After a national search, the trustees voted unanimously to award the Fort Ticonderoga Prize for Contributions to American History to John F. Ross, who has made broad contributions to 18th -century military scholarship with his book War on the Run: The Epic Story of Robert Rogers and the Conquest of America's First Frontier (Random House 2009), which dramatically brings to life the exploits of the famed and often misunderstood partisan leader Major Robert Rogers. In addition, Mr. Ross makes America’s history accessible through his work as the Executive Editor of American Heritage Magazine, which has been entertaining and enlightening a popular readership in American history for 61 years.
“John F. Ross is a scholar who understands the importance of bringing history, observation, and experience together when seeking to understand the past,” said Peter Paine, President of the Fort Ticonderoga Board of Directors.
“The Fort Ticonderoga Prize for Contributions to American History serves as a symbol of Fort Ticonderoga’s rich heritage and honors individuals committed to ensuring that present and future generations learn from the struggles, sacrifices and victories that shaped the nations of North America and changed world history,” he added.
In his remarks, Mr. Ross observed that this day 150 years ago Abraham Lincoln gave his first inaugural address, in which he appealed to a disintegrating Union not to split because of the “mystic chords of memory, stretching from every battlefield and patriot grave to every living heart and hearthstone all over this broad land.” As everything seemed to dissolve around him, Mr. Ross said, Lincoln drew on our shared heritage to keep the nation together. History mattered then—and matters no less now.
“When I started a book on the 18th century warrior hero Robert Rogers, I realized what I had been looking for all my life was lying right under my nose –narrating and interpreting the rich themes of our past. Robert Rogers was the greatest of ranger leaders and creator of special operations. Modern rangers still must master his amazingly concentrated 28 rules of woods fighting. His ground zero was Fort Ticonderoga, key to the geo-strategy of North America.
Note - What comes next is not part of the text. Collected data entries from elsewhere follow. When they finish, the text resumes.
PR #7498, opened 2024-01-31
refactor(rust): separate transport messages from local messages

etorreborre:
This PR extracts `TransportMessages` from `LocalMessages` so that we precisely know which message type is used and when:

 - `LocalMessages` are used between workers inside a node
 - `TransportMessages` can be serialized / deserialized and they are communicated between nodes

This PR prepares the work for propagating the tracing context (and setting it on `TransportMessages`).


implementations/rust/ockam/ockam_core/src/routing/message/local_message.rs
```diff
@@ -1,116 +1,210 @@
...
+/// - replace_front_onward_route: replace the first address of the onward route with another address
+/// - push_front_onward_route: add an address at the front of the onward route
+/// - prepend_front_onward_route: prepend a whole route at the front of the onward route
+/// - set_onward_route: set a new route for the onward route
+///
+/// There are similar functions for return routes. All modification functions can be composed. For example:
+///
+/// self.pop_front_onward_route()?.prepend_front_return_route(&new_route)
 ///
 #[derive(Serialize, Deserialize, Debug, Clone, Hash, Ord, PartialOrd, Eq, PartialEq, Message)]
```
SanjoDeundiak, line 38: I wonder what if we switch to CBOR here. Will it... just work after modifying a dozen lines of code? Following should be updated I guess:
1. Serialization functions in `ockam_node`code
2. Untyped workers that deserialize messages themselves

implementations/rust/ockam/ockam_core/src/routing/message/local_message.rs
```diff
@@ -1,116 +1,210 @@
...
+    }
+
+    /// Prepend a route to the return route
+    pub fn prepend_front_return_route(mut self, route: &Route) -> Self {
+        self.return_route.modify().prepend_route(route.clone());
+        self
+    }
+
+    /// Remove the first address on the onward route and push another address on the return route
+    pub fn forward(self, address: &Address) -> Result<Self> {
```
SanjoDeundiak: Would you consider renaming it? I expect `forward` to actually forward message, while here we only update addresses

implementations/rust/ockam/ockam_core/src/routing/message/local_message.rs
```diff
@@ -1,116 +1,210 @@
...
+        self.local_info.clear()
     }
 
-    /// Replace all [`LocalInfo`] entries matching the type identifier
-    /// of the given `LocalInfo` with itself.
-    pub fn replace_local_info(&mut self, local_info: LocalInfo) {
-        self.clear_local_info(local_info.type_identifier());
-        self.local_info.push(local_info)
+    /// Create a [`LocalMessage`] from a decoded [`TransportMessage`]
+    pub fn from_transport_message(transport_message: TransportMessage) -> LocalMessage {
```
SanjoDeundiak, line 181: Should this be `From` trait?

implementations/rust/ockam/ockam_core/src/routing/message/local_message.rs
```diff
@@ -1,116 +1,210 @@
...
+            vec![],
+        )
     }
 
-    /// Clear all [`LocalInfo`] entries with the given type identifier.
-    pub fn clear_local_info(&mut self, type_identifier: &str) {
-        self.local_info
-            .retain(|x| x.type_identifier() != type_identifier)
+    /// Create a [`TransportMessage`] from a [`LocalMessage`]
+    pub fn into_transport_message(self) -> TransportMessage {
```
SanjoDeundiak, line 189: This could be `From` trait as well

implementations/rust/ockam/ockam_core/src/routing/message/local_message.rs
```diff
@@ -1,116 +1,210 @@
...
+        TransportMessage::v1(self.onward_route(), self.return_route(), self.payload())
     }
 }
 
 impl LocalMessage {
     /// Create a new `LocalMessage` from the provided transport message and local information.
-    pub fn new(transport_message: TransportMessage, local_info: Vec<LocalInfo>) -> Self {
+    pub fn new(
```
SanjoDeundiak: Do you think this could be more friendly like this:
```
let msg = LocalMessage::new()
    .with_onward_route(onward_route)
    .with_return_route(return_route)
    .with_payload(payload)
    .with_local_info(local_info);
```

SanjoDeundiak: The main concern here is that you won't confuse onward and return route, since they go one after another to the constructor and have the same type

implementations/rust/ockam/ockam_node/src/context/send_message.rs
```diff
@@ -280,35 +280,44 @@ impl Context {
         Ok(())
     }
 
+    /// Forward a transport message to its next routing destination
+    /// This removes the message first onward address (considered as processed)
+    /// and appends the current Context address to the message return route
+    pub async fn forward(&self, local_msg: LocalMessage) -> Result<()> {
```
SanjoDeundiak: I think we need a clear definitions around `forward` and `send`. Previously:
1. `send` is to create a new message and send from the current address
2. `forward` move an existing message along the route. Also, caller is responsible for moving all the Addresses inside onward and return route

In this PR I'm concerned it's no longer clear what's exactly the logic behind the naming

SanjoDeundiak: Maybe, everything that takes a `LocalMessage` should be `forward` and all the addresses should be manipulated by the caller prior to calling `forward`. Thoughts?

SanjoDeundiak: I'm also concerned that we change the behaviour of the previously existing function with the exact same name. It's easy to break something this way

SanjoDeundiak (dismissed):
Left few comments, otherwise very good change!

implementations/rust/ockam/ockam_core/src/routing/message/local_message.rs
etorreborre: Yes, hopefully that will be very few changes. Why point n.2 ?

implementations/rust/ockam/ockam_core/src/routing/message/local_message.rs
etorreborre: Yes, I was also uncertain about the name. I called it `step_forward` because `step` makes you think about the fact that we `step` the onward_route and `forward` the fact that we do this to forward the message next.

implementations/rust/ockam/ockam_core/src/routing/message/local_message.rs
SanjoDeundiak: Yeah, I guess payload is serialized separately, so should be changed separately

implementations/rust/ockam/ockam_core/src/routing/message/local_message.rs
etorreborre: I'm a bit on the fence with using `From` when there's only one conversion in one direction and / or the other. Because with implicit conversions it's not immediately apparent what are things transformed into. It seems to me that it's better left when there are lots of conversions `X -> Y` and then having many functions `from_x1`, `from_x2`, `from_x3`,... is not that great.

implementations/rust/ockam/ockam_core/src/routing/message/local_message.rs
etorreborre: Great idea.

implementations/rust/ockam/ockam_node/src/context/send_message.rs
etorreborre: I reverted back the naming. I think I am annoyed that we have 2 APIs for sending messages, one with `send` and one with `forward`, especially with a comment that says that `forward` is low-level, yet used in something as simple as a `Hop` worker. I'm going to leave it like it was for now. Hopefully we can come back to this API.

implementations/rust/ockam/ockam_core/src/routing/message/local_message.rs
etorreborre: I'm leaving it for now. Please re-open if you really prefer a `From` instance.

SanjoDeundiak (approved):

Today our men slip off to Afghanistan and many unnamed places with Robert Rogers by their side.”
In his research for War on the Run, Ross walked and kayaked many parts of Rogers’ tracks, much of them around Fort Ticonderoga, giving him invaluable on-the-ground knowledge and insight with which to vividly bring Rogers’ experiences to life.
Mr. Ross is the Executive Editor of American Heritage and Invention & Technology magazines. Previously he was a Senior Editor for Smithsonian magazine. He is the author of The Polar Bear Strategy: Reflections on Risk in Modern Life (Perseus Books). He has published more than 200 articles and spoken at the Explorers Club of New York, the Smithsonian Institution, NASA’s Ames Research Center, and BMW’s Herbert Quandt Foundation. While on his many research assignments, he chronicled adventure around the world as he chased scorpions in Baja, dove 3,000 feet underwater in a submersible off the Galapagos, dog sledded with the Polar Inuit in Greenland, lived with the Khanty reindeer herders in Siberia, and launched the northernmost canoe trip ever in the Canadian Arctic.
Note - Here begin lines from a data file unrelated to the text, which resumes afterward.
PR #7499, opened 2024-01-31
feat(rust): `run` support defining resources without names so they are assigned a random name

adrianbenavides:
- Resources like tcp inlets can now be also defined without names, and a random name will be assigned. Check out [this test](https://github.com/build-trust/ockam/blob/c995923c78f95d0f945ea7e6febc7737653b220a/implementations/rust/ockam/ockam_command/src/run/parser/tcp_inlets.rs#L37) for an example
- Env vars are now resolved as part of a string, e.g. `'(= subject.from-$VAR1 "$VAR2")'` is now supported

### DIFF
--- a/implementations/rust/ockam/ockam_command/src/run/parser/resources.rs
+++ b/implementations/rust/ockam/ockam_command/src/run/parser/resources.rs
@@ -52,7 +52,11 @@ pub struct NamedResources {
 }
 
 impl NamedResources {
-    pub fn into_commands<C, F>(self, get_subcommand: F, name_arg: Option<&str>) -> Result<Vec<C>>
+    pub fn into_commands<C, F>(
+        self,
+        get_subcommand: F,
+        name_arg_key: Option<&str>,
+    ) -> Result<Vec<C>>
     where
         C: ClapArgs,
         F: Fn(&[String]) -> Result<C>,
@@ -60,7 +64,7 @@ impl NamedResources {
         self.items
             .into_iter()
             .map(|(n, a)| {
-                let mut args = match name_arg {
+                let mut args = match name_arg_key {
                     None => vec![n],
                     Some(arg) => vec![as_keyword_arg(&arg.to_string()), n],
                 };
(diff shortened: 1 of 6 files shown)


implementations/rust/ockam/ockam_command/src/run/parser/resources.rs
```diff
@@ -183,11 +197,10 @@ pub fn as_keyword_arg(k: &ArgKey) -> String {
...
         ArgValue::String(v) => {
-            if v.starts_with('$') {
-                let v = v.trim_start_matches('$');
-                if let Ok(v) = std::env::var(v) {
-                    return v;
-                }
+            if v.contains('$') {
+                return shellexpand::env(v)
+                    .expect("Failed to resolve environment variables")
+                    .to_string();
```
nazmulidris, line 203: Is it ok to panic w/ expect here, or are we supposed to return an error that will be wrapped into some other miette error and reported to the user (bubbling up via `run_config()`)?

implementations/rust/ockam/ockam_command/src/run/parser/resources.rs
```diff
@@ -212,3 +225,22 @@ pub fn parse_cmd_from_args(cmd: &str, args: &[String]) -> Result<OckamSubcommand
 pub trait ArgsToCommands<T> {
     fn into_commands(self) -> Result<Vec<T>>;
 }
+
+#[cfg(test)]
+mod tests {
+    use super::*;
+
+    #[test]
+    fn resolve_env_vars() {
```
nazmulidris, line 234: Also should there be test coverage for this error case (where env var can't be found) here

implementations/rust/ockam/ockam_command/src/run/parser/resources.rs
adrianbenavides: I'd keep it like this for now. This will panic if the env vars are unknown.

I'll improve this in a separate PR.

nazmulidris: Ok sounds good 👍🏽

nazmulidris (approved):

PR #7679, opened 2024-02-27
handle project admin credentials on authority

polvorin:
* Add a new, optional  `--account-authority` argument to `authority create`.  This is a full change history, in hex format.
* If the above argument is given,  the authority will accept credentials signed by that identity and,  if it has a `project` attribute equals to this authority' project id,   it will consider the subject as a valid administrator (as long as the credential doesn't expire, as always)
* Having such credential means:
    * It's allowed to create/remove enrollers
    * It's itself a member,  so can retrieve his own credential (allowing it to use any relay name, `relay=*`).   Implication of this is that after creating a project/enrolling with orchestrator,   that identity can start to use the project without any further action.   
    * No one can remove it

* Enrollers are not allowed to create/remove other enrollers,  altough as a stopgap we still allow it. It will be removed on a future client release.

### DIFF
--- a/implementations/rust/ockam/ockam_api/src/authenticator/direct/direct_authenticator.rs
+++ b/implementations/rust/ockam/ockam_api/src/authenticator/direct/direct_authenticator.rs
@@ -1,4 +1,5 @@
 use either::Either;
+use ockam::identity::IdentitiesAttributes;
 use std::collections::{BTreeMap, HashMap};
 
 use ockam::identity::utils::now;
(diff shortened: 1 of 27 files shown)


implementations/rust/ockam/ockam_api/src/authenticator/direct/direct_authenticator.rs
```diff
@@ -23,11 +24,48 @@ pub type DirectAuthenticatorResult<T> = Either<T, DirectAuthenticatorError>;
 
 pub struct DirectAuthenticator {
     members: Arc<dyn AuthorityMembersRepository>,
+    account_authority: Option<AccountAuthorityInfo>,
+}
+#[derive(Clone)]
+pub struct AccountAuthorityInfo {
+    identities_attributes: Arc<IdentitiesAttributes>,
```
SanjoDeundiak, line 31: I think that shouldn't be a dependency here. I' would like to refactor it. WDYT?

implementations/rust/ockam/ockam_api/src/authority_node/authority.rs
```diff
@@ -39,6 +39,7 @@ pub struct Authority {
     secure_channels: Arc<SecureChannels>,
     members: Arc<dyn AuthorityMembersRepository>,
     tokens: Arc<dyn AuthorityEnrollmentTokenRepository>,
+    account_authority: Option<AccountAuthorityInfo>,
```
SanjoDeundiak, line 42: I wonder if we should reuse `load_controller_identifier` somehow in the future

implementations/rust/ockam/ockam_api/tests/token_enrollment.rs
```diff
@@ -50,7 +50,7 @@ async fn admin_can_issue_token(ctx: &mut Context) -> Result<()> {
 }
 
 #[ockam_macros::test]
-async fn admin_cant_accept_token(ctx: &mut Context) -> Result<()> {
+async fn admin_can_accept_token(ctx: &mut Context) -> Result<()> {
```
SanjoDeundiak, line 53: Should it? It'll still get credential as if it's an admin, so it doesn't effect anything?

SanjoDeundiak (dismissed):

implementations/rust/ockam/ockam_api/src/authenticator/direct/direct_authenticator.rs
polvorin: sure.   I needed some way to access to the identity attributes (attested by the account credential).   But agree that it's subtle.. if one isn't careful can end up being confused between this and the member table

implementations/rust/ockam/ockam_api/src/authority_node/authority.rs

Fort Ticonderoga – America’s Fort is one of America’s greatest jewels. Located in the Adirondacks in historic Ticonderoga, New York on Lake Champlain and overlooking the Green Mountains of Vermont, Fort Ticonderoga is a private not-for-profit historic site that ensures that present and future generations learn from the struggles, sacrifices, and victories that shaped North America and changed world history. With nearly 2000 acres of exquisite landscape it tells the comprehensive story of how the blood spilled to create an empire in the French & Indian War resulted in the struggle for liberty and America’s independence a generation later. Additionally it is the wonderful story of how a family, the Pell family, preserved the landscape and recreated the Fort a century ago, beginning one of the earliest historic preservation efforts in America.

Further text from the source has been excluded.